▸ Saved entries
- - -

PR #2486, opened 2024-11-07
GPIO: do not overwrite interrupt handler

### LINKED ISSUE #2009: The `Io` struct has multiple constructors which makes it confusing to use correctly

bugadani:
Another idea I'd want some feedback on. Closes #2009 I hope.

Why not keep this in `Io::new`? I intend to move the Pins out into Peripherals so that users don't need to create `Io` - unless they want to handle user interrupts. That is a bigger change, though.

### DIFF
--- a/hil-test/tests/gpio_custom_handler.rs
+++ b/hil-test/tests/gpio_custom_handler.rs
@@ -1,0 +1,99 @@
+//! GPIO interrupt handler tests
+//!
+//! This test checks that during HAL initialization we do not overwrite custom
+//! GPIO interrupt handlers. We also check that binding a custom interrupt
+//! handler explicitly overwrites the handler set by the user, as well as the
+//! async API works for user handlers automatically.
+
+//% CHIPS: esp32 esp32c2 esp32c3 esp32c6 esp32h2 esp32s2 esp32s3
+//% FEATURES: integrated-timers
+
+#![no_std]
+#![no_main]
+
+use embassy_time::{Duration, Timer};
+use esp_hal::{
+    gpio::{AnyPin, Input, Io, Level, Output, Pull},
+    macros::handler,
+    timer::timg::TimerGroup,
+    InterruptConfigurable,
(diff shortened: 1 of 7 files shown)


jessebraham:
I'm not sure I understand these changes, it seems to solve one problem while creating another. As far as I can tell, if you do not want to bind the interrupt handler you can no longer call `esp_hal::init()`? This will result in a large amount of boilerplate required for initializing the WDTs, clocks, etc. in this case.

jessebraham:
> In which case do you explicitly not want to bind any interrupt handlers?

When using e.g. RTIC and using hardware tasks involving GPIO. This was the reason the `Io::new_no_bind_interrupt()` constructor was added in the first place. I've confirmed that using this branch and calling `esp_hal::init()` causes the `sw_and_hw` example to stop functioning as expected.

jessebraham (approved):
Can confirm things are working as expected again, thanks for taking care of that!

hil-test/tests/gpio_custom_handler.rs
```diff
@@ -0,0 +1,99 @@
...
+        io.set_interrupt_handler(interrupt_handler);
+
+        let (gpio1, gpio2) = hil_test::common_test_pins!(io);
+
+        let timg0 = TimerGroup::new(peripherals.TIMG0);
+        esp_hal_embassy::init(timg0.timer0);
+
+        let counter = drive_pins(gpio1, gpio2).await;
+
+        // GPIO is bound to something else, so we don't expect the async API to work.
```
bjoernQ, line 96: that comment needs to be changed

bjoernQ (approved):
LGTM

PR #2488, opened 2024-11-08
Remove the integrated blocking networking stack

### LINKED ISSUE #2299: move `WifiStack` to seperate crate or use a different stack

bjoernQ:

### Submission Checklist 📝

#### Extra:

#### Description
Closes #2299 

This just removes the blocking networking stack from esp-wifi since it just doesn't belong here. Code is moved to my personal GitHub space for convenience (and I'm fine with maintaining it there)

While it was always possible to use e.g. `smoltcp-nal` or only plain `smoltcp` instead, it wasn't obvious. So, I added one example using `smoltcp-nal` - all others are using the extracted code.

I'm not sure about the `smoltcp-nal` example however - I already see a problem once we see the next `smoltcp` version published and `esp-wifi` (and `embassy-net`) are updated but `smoltcp-nal` isn't yet (which happened a lot in the past).

The options would be
- change that example to use plain `smoltcp`
- just remove that new example

(we could choose one of these options already now or when we run into that situation)

#### Testing
Examples build and work


MabezDev:
Haven't review this yet, but maybe we could ask (and or PR) smoltcp to split out the driver trait into its own crate `smoltcp-driver` to avoid the upgrade issues. embassy-net doesn't have this issue because the driver trait is a separate crate from the stack. Provided the driver stays the same, it matters much less if smoltcp-nal is out of date, because users can mix and match any version of smoltcp which uses that driver version.

bjoernQ:
> Haven't review this yet, but maybe we could ask (and or PR) smoltcp to split out the driver trait into its own crate `smoltcp-driver` to avoid the upgrade issues. embassy-net doesn't have this issue because the driver trait is a separate crate from the stack. Provided the driver stays the same, it matters much less if smoltcp-nal is out of date, because users can mix and match any version of smoltcp which uses that driver version.

That would be very nice, yes

MabezDev:
I filed https://github.com/smoltcp-rs/smoltcp/issues/1010

MabezDev (approved):
LGTM, I think it'll be a while before the smoltcp changes land, let's get this out of esp-wifi now.

esp-wifi/MIGRATING-0.10.md
```diff
@@ -42,3 +42,42 @@ The cost of this is that we need to rename the various `async` methods on `WifiC
...
+};
+
+-    let init = init(
+-        timg0.timer0,
+-        Rng::new(peripherals.RNG),
+-        peripherals.RADIO_CLK,
+-    )
+-    .unwrap();
++    let mut rng = Rng::new(peripherals.RNG);
++    let init = init(timg0.timer0, rng.clone(), peripherals.RADIO_CLK).unwrap();
```
Dominaezzz, line 68: The diff is a little hard to read. This should make the "What's changed" clearer
```suggestion
+    let mut rng = Rng::new(peripherals.RNG);
-    let init = init(timg0.timer0, rng, peripherals.RADIO_CLK).unwrap();
+    let init = init(timg0.timer0, rng.clone(), peripherals.RADIO_CLK).unwrap();
```

esp-wifi/MIGRATING-0.10.md
```diff
@@ -42,3 +42,42 @@ The cost of this is that we need to rename the various `async` methods on `WifiC
...
+ 
+     let mut wifi = peripherals.WIFI;
++    let (iface, device, mut controller) =
++        create_network_interface(&init, &mut wifi, WifiStaDevice).unwrap();
++
+-    let (iface, device, mut controller, sockets) =
+-        create_network_interface(&init, &mut wifi, WifiStaDevice, &mut socket_set_entries).unwrap();
++    let mut socket_set_entries: [SocketStorage; 3] = Default::default();
```
Dominaezzz, line 76: the line is present before *and* after right? In either version this array was still required. Which means you don't need the `+` here, and it should be moved above `create_network_interface`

- - -

Each entry above should be written again exactly.

PR #2486, opened 2024-11-07
GPIO: do not overwrite interrupt handler

### LINKED ISSUE #2009: The `Io` struct has multiple constructors which makes it confusing to use correctly

bugadani:
Another idea I'd want some feedback on. Closes #2009 I hope.

Why not keep this in `Io::new`? I intend to move the Pins out into Peripherals so that users don't need to create `Io` - unless they want to handle user interrupts. That is a bigger change, though.

### DIFF
--- a/hil-test/tests/gpio_custom_handler.rs
+++ b/hil-test/tests/gpio_custom_handler.rs
@@ -1,0 +1,99 @@
+//! GPIO interrupt handler tests
+//!
+//! This test checks that during HAL initialization we do not overwrite custom
+//! GPIO interrupt handlers. We also check that binding a custom interrupt
+//! handler explicitly overwrites the handler set by the user, as well as the
+//! async API works for user handlers automatically.
+
+//% CHIPS: esp32 esp32c2 esp32c3 esp32c6 esp32h2 esp32s2 esp32s3
+//% FEATURES: integrated-timers
+
+#![no_std]
+#![no_main]
+
+use embassy_time::{Duration, Timer};
+use esp_hal::{
+    gpio::{AnyPin, Input, Io, Level, Output, Pull},
+    macros::handler,
+    timer::timg::TimerGroup,
+    InterruptConfigurable,
(diff shortened: 1 of 7 files shown)


jessebraham:
I'm not sure I understand these changes, it seems to solve one problem while creating another. As far as I can tell, if you do not want to bind the interrupt handler you can no longer call `esp_hal::init()`? This will result in a large amount of boilerplate required for initializing the WDTs, clocks, etc. in this case.

jessebraham:
> In which case do you explicitly not want to bind any interrupt handlers?

When using e.g. RTIC and using hardware tasks involving GPIO. This was the reason the `Io::new_no_bind_interrupt()` constructor was added in the first place. I've confirmed that using this branch and calling `esp_hal::init()` causes the `sw_and_hw` example to stop functioning as expected.

jessebraham (approved):
Can confirm things are working as expected again, thanks for taking care of that!

hil-test/tests/gpio_custom_handler.rs
```diff
@@ -0,0 +1,99 @@
...
+        io.set_interrupt_handler(interrupt_handler);
+
+        let (gpio1, gpio2) = hil_test::common_test_pins!(io);
+
+        let timg0 = TimerGroup::new(peripherals.TIMG0);
+        esp_hal_embassy::init(timg0.timer0);
+
+        let counter = drive_pins(gpio1, gpio2).await;
+
+        // GPIO is bound to something else, so we don't expect the async API to work.
```
bjoernQ, line 96: that comment needs to be changed

bjoernQ (approved):
LGTM

PR #2488, opened 2024-11-08
Remove the integrated blocking networking stack

### LINKED ISSUE #2299: move `WifiStack` to seperate crate or use a different stack

bjoernQ:

### Submission Checklist 📝

#### Extra:

#### Description
Closes #2299 

This just removes the blocking networking stack from esp-wifi since it just doesn't belong here. Code is moved to my personal GitHub space for convenience (and I'm fine with maintaining it there)

While it was always possible to use e.g. `smoltcp-nal` or only plain `smoltcp` instead, it wasn't obvious. So, I added one example using `smoltcp-nal` - all others are using the extracted code.

I'm not sure about the `smoltcp-nal` example however - I already see a problem once we see the next `smoltcp` version published and `esp-wifi` (and `embassy-net`) are updated but `smoltcp-nal` isn't yet (which happened a lot in the past).

The options would be
- change that example to use plain `smoltcp`
- just remove that new example

(we could choose one of these options already now or when we run into that situation)

#### Testing
Examples build and work


MabezDev:
Haven't review this yet, but maybe we could ask (and or PR) smoltcp to split out the driver trait into its own crate `smoltcp-driver` to avoid the upgrade issues. embassy-net doesn't have this issue because the driver trait is a separate crate from the stack. Provided the driver stays the same, it matters much less if smoltcp-nal is out of date, because users can mix and match any version of smoltcp which uses that driver version.

bjoernQ:
> Haven't review this yet, but maybe we could ask (and or PR) smoltcp to split out the driver trait into its own crate `smoltcp-driver` to avoid the upgrade issues. embassy-net doesn't have this issue because the driver trait is a separate crate from the stack. Provided the driver stays the same, it matters much less if smoltcp-nal is out of date, because users can mix and match any version of smoltcp which uses that driver version.

That would be very nice, yes

MabezDev:
I filed https://github.com/smoltcp-rs/smoltcp/issues/1010

MabezDev (approved):
LGTM, I think it'll be a while before the smoltcp changes land, let's get this out of esp-wifi now.

esp-wifi/MIGRATING-0.10.md
```diff
@@ -42,3 +42,42 @@ The cost of this is that we need to rename the various `async` methods on `WifiC
...
+};
+
+-    let init = init(
+-        timg0.timer0,
+-        Rng::new(peripherals.RNG),
+-        peripherals.RADIO_CLK,
+-    )
+-    .unwrap();
++    let mut rng = Rng::new(peripherals.RNG);
++    let init = init(timg0.timer0, rng.clone(), peripherals.RADIO_CLK).unwrap();
```
Dominaezzz, line 68: The diff is a little hard to read. This should make the "What's changed" clearer
```suggestion
+    let mut rng = Rng::new(peripherals.RNG);
-    let init = init(timg0.timer0, rng, peripherals.RADIO_CLK).unwrap();
+    let init = init(timg0.timer0, rng.clone(), peripherals.RADIO_CLK).unwrap();
```

esp-wifi/MIGRATING-0.10.md
```diff
@@ -42,3 +42,42 @@ The cost of this is that we need to rename the various `async` methods on `WifiC
...
+ 
+     let mut wifi = peripherals.WIFI;
++    let (iface, device, mut controller) =
++        create_network_interface(&init, &mut wifi, WifiStaDevice).unwrap();
++
+-    let (iface, device, mut controller, sockets) =
+-        create_network_interface(&init, &mut wifi, WifiStaDevice, &mut socket_set_entries).unwrap();
++    let mut socket_set_entries: [SocketStorage; 3] = Default::default();
```
Dominaezzz, line 76: the line is present before *and* after right? In either version this array was still required. Which means you don't need the `+` here, and it should be moved above `create_network_interface`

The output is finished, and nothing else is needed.